> _Task details_:
For the records below, say how many lines contain the string "actionexecutor". Give no other text.

Stored data

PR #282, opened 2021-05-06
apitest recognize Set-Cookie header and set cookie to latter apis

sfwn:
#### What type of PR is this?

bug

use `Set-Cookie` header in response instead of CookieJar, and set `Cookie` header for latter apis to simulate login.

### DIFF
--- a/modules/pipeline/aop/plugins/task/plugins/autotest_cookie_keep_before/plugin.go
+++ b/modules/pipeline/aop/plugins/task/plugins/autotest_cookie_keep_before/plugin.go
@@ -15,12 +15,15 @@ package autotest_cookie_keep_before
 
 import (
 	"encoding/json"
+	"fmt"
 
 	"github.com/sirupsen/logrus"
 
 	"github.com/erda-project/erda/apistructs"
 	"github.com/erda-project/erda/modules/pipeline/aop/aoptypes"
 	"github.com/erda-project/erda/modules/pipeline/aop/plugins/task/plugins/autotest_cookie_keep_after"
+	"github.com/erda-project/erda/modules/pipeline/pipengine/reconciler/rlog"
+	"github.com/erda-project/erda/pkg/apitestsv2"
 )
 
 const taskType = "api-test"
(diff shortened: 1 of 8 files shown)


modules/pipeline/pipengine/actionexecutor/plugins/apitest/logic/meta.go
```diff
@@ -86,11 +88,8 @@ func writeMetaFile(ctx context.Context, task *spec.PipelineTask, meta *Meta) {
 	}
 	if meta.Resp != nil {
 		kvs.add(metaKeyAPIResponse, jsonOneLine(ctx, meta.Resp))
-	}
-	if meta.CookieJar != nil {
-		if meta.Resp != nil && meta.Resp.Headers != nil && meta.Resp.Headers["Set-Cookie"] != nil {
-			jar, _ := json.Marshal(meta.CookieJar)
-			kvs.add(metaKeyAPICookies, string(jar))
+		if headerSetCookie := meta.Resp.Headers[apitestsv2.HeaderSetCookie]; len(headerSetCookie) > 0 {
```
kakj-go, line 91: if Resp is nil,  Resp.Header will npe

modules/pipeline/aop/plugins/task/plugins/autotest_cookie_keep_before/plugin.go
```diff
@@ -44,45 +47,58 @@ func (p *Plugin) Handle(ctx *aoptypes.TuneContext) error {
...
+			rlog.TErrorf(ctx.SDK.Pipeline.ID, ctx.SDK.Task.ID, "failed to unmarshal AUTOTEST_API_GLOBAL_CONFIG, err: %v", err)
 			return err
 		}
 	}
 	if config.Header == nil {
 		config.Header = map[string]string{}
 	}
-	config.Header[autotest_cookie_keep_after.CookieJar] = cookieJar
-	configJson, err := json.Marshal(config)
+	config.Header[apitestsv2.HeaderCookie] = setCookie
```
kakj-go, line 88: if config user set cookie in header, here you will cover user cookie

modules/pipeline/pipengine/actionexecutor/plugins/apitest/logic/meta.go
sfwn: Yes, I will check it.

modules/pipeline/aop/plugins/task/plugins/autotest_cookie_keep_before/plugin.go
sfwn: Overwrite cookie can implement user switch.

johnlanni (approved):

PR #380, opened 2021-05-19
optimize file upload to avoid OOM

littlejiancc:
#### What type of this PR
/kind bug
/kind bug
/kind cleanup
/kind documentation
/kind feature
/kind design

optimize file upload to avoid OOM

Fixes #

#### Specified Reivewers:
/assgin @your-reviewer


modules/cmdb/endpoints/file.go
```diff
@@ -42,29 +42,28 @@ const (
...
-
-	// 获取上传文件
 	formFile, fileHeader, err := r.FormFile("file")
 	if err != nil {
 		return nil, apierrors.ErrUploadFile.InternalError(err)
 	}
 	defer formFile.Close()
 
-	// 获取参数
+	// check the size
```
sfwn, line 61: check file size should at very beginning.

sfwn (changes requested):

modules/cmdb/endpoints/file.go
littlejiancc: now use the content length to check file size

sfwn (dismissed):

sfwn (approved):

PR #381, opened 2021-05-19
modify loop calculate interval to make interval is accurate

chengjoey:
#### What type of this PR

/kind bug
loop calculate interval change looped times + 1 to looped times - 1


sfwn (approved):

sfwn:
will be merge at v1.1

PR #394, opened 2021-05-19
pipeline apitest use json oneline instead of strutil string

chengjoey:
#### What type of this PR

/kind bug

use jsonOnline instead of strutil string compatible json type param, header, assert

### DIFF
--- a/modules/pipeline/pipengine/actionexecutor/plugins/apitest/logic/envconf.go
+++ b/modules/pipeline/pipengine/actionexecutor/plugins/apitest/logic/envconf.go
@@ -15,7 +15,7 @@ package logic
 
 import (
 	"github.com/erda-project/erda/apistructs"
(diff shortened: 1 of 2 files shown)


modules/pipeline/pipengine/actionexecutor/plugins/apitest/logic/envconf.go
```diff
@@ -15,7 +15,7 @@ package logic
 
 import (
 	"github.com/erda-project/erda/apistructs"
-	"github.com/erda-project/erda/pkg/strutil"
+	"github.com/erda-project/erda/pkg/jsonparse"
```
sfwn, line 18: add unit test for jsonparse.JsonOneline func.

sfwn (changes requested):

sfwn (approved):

> _Output for this task_:
5